How to complete this task ▸
Scan the entries below. List each line with "cache".
---*---
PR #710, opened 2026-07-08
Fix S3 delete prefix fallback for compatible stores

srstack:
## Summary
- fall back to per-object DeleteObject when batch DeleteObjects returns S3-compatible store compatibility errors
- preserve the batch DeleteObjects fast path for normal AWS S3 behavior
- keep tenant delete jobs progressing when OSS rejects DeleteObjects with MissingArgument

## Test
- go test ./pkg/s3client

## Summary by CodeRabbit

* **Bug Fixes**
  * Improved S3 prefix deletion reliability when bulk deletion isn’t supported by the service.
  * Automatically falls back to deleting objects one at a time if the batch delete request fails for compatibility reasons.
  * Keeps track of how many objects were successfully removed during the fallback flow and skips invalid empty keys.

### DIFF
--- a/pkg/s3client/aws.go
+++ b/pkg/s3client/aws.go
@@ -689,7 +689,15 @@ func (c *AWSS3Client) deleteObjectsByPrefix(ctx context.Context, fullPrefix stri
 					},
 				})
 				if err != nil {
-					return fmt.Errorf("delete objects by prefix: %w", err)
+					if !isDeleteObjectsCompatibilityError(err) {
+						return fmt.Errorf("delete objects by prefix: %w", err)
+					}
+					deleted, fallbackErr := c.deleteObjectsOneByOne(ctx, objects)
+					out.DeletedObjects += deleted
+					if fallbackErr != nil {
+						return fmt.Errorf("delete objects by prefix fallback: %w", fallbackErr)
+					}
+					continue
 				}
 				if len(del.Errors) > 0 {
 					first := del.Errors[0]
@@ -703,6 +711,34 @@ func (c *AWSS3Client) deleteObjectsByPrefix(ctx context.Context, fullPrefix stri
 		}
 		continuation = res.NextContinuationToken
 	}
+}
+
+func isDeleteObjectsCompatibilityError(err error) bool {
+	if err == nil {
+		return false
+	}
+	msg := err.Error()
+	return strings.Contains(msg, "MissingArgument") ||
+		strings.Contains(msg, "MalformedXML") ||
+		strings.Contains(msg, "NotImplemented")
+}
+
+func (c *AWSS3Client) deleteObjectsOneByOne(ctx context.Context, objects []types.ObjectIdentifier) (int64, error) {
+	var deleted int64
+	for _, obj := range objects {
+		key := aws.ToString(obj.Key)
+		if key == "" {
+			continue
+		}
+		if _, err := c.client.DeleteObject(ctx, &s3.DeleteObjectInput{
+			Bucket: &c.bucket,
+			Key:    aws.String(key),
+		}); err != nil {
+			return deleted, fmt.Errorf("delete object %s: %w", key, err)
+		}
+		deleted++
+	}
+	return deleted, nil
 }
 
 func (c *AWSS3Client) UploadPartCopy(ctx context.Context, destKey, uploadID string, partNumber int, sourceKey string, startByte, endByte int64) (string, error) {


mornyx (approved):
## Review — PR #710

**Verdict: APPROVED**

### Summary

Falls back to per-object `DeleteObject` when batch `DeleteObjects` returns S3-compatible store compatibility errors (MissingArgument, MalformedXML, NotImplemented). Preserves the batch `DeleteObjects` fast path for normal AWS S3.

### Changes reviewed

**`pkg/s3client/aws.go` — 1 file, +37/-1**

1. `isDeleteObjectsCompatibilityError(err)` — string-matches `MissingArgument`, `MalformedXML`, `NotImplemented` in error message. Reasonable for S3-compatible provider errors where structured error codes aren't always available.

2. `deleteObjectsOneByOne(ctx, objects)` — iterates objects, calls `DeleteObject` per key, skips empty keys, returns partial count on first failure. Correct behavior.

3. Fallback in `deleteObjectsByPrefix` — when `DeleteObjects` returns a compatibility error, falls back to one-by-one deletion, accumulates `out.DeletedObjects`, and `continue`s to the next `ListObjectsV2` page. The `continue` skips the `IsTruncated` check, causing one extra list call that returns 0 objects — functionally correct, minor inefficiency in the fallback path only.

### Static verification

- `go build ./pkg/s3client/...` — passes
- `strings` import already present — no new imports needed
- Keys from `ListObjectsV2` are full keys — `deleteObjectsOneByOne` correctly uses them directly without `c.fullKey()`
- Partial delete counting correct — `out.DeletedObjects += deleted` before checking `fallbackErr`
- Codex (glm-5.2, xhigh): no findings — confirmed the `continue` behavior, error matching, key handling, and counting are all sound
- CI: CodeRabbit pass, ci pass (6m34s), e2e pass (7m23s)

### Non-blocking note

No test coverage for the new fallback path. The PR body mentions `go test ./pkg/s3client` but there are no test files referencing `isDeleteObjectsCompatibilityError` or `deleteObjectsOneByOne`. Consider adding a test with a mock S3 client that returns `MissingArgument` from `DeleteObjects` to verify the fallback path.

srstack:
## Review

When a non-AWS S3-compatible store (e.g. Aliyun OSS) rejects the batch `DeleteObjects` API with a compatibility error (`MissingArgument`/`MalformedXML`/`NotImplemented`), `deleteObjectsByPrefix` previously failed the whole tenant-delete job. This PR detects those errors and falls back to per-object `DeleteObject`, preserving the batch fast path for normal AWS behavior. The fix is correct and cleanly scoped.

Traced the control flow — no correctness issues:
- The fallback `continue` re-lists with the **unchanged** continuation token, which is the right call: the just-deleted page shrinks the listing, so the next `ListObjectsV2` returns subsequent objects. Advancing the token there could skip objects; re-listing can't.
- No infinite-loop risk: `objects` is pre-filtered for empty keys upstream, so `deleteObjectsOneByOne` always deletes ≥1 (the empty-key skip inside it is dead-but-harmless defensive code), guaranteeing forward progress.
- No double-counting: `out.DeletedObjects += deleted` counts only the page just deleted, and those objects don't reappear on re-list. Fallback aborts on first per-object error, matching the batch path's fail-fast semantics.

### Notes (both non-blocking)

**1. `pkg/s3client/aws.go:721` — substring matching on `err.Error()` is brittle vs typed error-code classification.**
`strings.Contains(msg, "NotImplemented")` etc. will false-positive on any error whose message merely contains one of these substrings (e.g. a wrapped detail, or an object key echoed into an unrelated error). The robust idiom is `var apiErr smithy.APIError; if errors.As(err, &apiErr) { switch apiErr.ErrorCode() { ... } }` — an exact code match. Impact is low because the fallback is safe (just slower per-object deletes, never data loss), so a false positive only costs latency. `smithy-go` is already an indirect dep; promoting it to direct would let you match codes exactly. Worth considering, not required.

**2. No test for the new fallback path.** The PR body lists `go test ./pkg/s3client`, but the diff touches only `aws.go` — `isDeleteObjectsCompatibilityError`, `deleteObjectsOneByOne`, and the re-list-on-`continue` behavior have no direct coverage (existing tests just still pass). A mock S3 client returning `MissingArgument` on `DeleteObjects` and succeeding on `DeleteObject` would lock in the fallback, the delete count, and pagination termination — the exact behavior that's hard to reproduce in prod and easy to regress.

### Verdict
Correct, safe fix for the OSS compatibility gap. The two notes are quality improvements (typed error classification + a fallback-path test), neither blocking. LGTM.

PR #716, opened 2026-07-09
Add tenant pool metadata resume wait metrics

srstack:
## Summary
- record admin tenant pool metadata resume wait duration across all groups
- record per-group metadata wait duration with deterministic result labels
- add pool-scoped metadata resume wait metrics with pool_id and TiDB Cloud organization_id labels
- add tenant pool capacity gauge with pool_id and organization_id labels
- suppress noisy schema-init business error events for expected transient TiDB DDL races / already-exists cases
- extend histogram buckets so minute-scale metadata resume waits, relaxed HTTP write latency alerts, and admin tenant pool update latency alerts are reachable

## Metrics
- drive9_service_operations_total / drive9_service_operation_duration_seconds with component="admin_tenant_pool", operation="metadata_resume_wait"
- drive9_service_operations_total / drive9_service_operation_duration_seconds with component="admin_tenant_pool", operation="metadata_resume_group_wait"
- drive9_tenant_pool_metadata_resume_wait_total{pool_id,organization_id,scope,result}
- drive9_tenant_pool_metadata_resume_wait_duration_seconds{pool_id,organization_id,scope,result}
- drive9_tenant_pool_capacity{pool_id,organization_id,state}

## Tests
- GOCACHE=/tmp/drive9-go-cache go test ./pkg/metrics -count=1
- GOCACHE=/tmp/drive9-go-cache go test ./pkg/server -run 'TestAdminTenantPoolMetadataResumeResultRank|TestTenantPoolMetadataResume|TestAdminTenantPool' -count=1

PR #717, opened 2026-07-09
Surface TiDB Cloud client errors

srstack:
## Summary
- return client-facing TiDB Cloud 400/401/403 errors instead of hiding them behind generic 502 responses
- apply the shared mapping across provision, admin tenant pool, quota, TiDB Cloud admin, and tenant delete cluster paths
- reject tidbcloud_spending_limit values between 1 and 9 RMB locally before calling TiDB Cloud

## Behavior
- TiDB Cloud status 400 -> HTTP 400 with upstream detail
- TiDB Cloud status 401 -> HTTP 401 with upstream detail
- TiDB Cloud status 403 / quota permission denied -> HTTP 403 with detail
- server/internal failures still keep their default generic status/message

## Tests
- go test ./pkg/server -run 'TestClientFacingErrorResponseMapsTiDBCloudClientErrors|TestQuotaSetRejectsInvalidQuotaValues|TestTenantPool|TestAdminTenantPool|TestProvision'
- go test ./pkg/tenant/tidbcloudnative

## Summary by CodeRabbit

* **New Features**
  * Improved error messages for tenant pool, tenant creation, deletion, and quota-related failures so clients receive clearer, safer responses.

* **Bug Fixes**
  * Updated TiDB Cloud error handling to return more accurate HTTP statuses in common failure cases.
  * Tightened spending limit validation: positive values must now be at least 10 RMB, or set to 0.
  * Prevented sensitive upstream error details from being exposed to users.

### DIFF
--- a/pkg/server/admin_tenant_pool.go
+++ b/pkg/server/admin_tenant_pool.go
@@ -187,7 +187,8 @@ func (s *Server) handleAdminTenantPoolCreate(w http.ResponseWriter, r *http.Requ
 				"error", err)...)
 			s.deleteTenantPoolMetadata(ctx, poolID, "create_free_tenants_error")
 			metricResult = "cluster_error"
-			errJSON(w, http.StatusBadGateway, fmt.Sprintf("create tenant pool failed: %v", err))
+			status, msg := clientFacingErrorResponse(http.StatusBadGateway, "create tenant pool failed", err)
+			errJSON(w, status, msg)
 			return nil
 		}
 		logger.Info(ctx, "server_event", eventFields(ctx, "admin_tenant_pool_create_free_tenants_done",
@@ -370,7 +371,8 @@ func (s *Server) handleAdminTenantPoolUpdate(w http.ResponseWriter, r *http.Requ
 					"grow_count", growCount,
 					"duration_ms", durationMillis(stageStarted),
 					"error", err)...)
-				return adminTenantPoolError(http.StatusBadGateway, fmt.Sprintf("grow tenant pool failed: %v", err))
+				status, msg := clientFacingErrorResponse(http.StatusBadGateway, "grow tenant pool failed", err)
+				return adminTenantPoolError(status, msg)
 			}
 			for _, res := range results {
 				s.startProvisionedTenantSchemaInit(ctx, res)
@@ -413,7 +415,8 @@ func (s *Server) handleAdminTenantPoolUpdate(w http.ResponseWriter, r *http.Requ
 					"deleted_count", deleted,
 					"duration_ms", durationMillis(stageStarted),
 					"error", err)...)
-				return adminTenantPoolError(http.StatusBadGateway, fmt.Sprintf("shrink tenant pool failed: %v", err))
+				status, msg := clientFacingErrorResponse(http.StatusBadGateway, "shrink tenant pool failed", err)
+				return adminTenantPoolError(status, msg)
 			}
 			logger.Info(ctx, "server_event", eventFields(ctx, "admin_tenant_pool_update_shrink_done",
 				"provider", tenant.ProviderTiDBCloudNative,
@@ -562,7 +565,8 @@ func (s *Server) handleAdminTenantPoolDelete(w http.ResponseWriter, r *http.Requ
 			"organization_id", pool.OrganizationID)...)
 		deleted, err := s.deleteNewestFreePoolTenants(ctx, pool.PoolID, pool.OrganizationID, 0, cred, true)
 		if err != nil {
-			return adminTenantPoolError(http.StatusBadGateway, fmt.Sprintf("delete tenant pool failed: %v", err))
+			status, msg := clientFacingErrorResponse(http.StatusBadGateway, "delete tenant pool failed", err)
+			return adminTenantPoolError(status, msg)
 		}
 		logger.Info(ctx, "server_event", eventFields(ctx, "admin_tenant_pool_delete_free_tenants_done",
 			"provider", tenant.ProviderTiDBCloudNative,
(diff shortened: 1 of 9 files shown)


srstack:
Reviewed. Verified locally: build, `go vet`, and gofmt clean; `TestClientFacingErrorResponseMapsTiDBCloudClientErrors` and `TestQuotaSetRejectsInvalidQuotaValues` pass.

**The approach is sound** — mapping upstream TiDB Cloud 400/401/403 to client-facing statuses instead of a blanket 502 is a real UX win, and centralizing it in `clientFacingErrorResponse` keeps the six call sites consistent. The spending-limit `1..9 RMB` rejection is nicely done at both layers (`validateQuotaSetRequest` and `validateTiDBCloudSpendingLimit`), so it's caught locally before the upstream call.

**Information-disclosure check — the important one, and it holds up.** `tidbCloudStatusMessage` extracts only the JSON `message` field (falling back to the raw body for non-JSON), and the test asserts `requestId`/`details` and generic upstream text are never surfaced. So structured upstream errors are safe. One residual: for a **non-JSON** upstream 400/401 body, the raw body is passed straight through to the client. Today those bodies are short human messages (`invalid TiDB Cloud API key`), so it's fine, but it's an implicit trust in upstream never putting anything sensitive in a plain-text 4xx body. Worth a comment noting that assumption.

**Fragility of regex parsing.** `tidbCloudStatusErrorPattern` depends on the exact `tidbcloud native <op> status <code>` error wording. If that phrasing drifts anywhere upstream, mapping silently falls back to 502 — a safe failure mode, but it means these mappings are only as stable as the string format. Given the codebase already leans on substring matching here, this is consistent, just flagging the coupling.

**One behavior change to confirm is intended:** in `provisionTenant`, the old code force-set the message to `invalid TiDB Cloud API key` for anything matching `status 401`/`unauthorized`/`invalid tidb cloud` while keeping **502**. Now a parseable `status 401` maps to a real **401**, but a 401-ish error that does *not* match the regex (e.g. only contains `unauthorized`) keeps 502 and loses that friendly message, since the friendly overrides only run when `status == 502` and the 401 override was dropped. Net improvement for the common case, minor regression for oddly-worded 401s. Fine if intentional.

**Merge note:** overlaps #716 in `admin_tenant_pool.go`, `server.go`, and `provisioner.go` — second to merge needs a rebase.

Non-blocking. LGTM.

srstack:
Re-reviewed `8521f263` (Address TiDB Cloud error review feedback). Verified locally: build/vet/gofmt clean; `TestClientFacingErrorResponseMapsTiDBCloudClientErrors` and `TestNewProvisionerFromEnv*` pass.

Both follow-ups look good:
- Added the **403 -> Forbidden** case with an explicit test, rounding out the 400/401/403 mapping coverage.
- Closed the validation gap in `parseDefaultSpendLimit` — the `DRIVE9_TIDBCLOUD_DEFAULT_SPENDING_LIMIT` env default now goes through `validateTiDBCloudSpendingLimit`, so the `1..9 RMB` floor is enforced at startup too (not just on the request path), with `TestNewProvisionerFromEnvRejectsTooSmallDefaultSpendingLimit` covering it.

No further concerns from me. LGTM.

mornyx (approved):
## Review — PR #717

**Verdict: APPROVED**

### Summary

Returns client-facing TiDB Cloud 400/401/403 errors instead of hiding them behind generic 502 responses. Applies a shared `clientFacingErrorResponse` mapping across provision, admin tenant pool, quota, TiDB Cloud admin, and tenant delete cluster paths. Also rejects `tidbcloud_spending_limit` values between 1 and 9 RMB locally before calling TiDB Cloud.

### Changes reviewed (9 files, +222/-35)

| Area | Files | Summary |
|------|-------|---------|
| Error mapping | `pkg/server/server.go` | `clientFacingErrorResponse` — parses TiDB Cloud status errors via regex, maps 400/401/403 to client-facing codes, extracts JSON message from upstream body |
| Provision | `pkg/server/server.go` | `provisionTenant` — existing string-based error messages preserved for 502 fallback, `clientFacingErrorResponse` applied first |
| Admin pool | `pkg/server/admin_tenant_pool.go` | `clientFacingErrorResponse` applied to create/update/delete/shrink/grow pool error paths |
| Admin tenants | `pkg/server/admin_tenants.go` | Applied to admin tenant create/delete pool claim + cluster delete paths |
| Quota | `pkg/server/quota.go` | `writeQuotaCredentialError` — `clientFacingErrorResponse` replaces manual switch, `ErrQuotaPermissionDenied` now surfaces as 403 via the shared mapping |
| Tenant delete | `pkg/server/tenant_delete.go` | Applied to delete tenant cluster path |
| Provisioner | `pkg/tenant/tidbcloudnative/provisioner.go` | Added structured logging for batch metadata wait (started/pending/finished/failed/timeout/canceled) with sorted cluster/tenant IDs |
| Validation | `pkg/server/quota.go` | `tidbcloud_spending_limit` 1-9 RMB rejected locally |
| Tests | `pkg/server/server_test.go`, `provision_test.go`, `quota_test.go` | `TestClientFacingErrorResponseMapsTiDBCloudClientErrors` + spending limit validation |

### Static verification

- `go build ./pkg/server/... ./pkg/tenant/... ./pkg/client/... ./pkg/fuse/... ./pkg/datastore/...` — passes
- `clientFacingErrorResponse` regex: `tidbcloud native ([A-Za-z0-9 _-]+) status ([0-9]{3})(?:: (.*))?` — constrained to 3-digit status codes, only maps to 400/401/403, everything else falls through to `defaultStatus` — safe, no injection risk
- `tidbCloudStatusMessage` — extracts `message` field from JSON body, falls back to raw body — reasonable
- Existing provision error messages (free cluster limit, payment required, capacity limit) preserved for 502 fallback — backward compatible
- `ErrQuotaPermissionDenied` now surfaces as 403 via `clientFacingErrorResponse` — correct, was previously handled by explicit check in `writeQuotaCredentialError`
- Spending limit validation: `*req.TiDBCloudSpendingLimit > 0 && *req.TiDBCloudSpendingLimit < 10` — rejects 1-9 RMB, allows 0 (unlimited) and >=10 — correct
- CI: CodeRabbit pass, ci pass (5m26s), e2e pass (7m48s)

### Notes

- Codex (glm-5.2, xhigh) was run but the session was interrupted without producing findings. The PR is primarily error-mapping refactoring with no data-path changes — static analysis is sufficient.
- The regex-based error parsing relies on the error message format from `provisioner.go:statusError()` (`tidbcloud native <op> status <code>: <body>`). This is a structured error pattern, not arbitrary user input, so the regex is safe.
---*---
Solution ▸
- GOCACHE=/tmp/drive9-go-cache go test ./pkg/metrics -count=1
- GOCACHE=/tmp/drive9-go-cache go test ./pkg/server -run 'TestAdminTenantPoolMetadataResumeResultRank|TestTenantPoolMetadataResume|TestAdminTenantPool' -count=1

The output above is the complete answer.